### [TASK ITEM]
Report how many lines in the records that follow have the word "opened" in them, giving the number and nothing more.

### [ENTRIES SHOWN]
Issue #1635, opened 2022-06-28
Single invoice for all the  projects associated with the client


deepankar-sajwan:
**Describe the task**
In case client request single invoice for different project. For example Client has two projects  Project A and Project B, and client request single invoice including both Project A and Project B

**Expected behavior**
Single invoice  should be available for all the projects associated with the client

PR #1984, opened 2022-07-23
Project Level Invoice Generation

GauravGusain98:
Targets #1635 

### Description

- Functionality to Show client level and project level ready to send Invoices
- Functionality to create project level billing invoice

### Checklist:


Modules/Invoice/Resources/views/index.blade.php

### [TASK RESPONSE]
2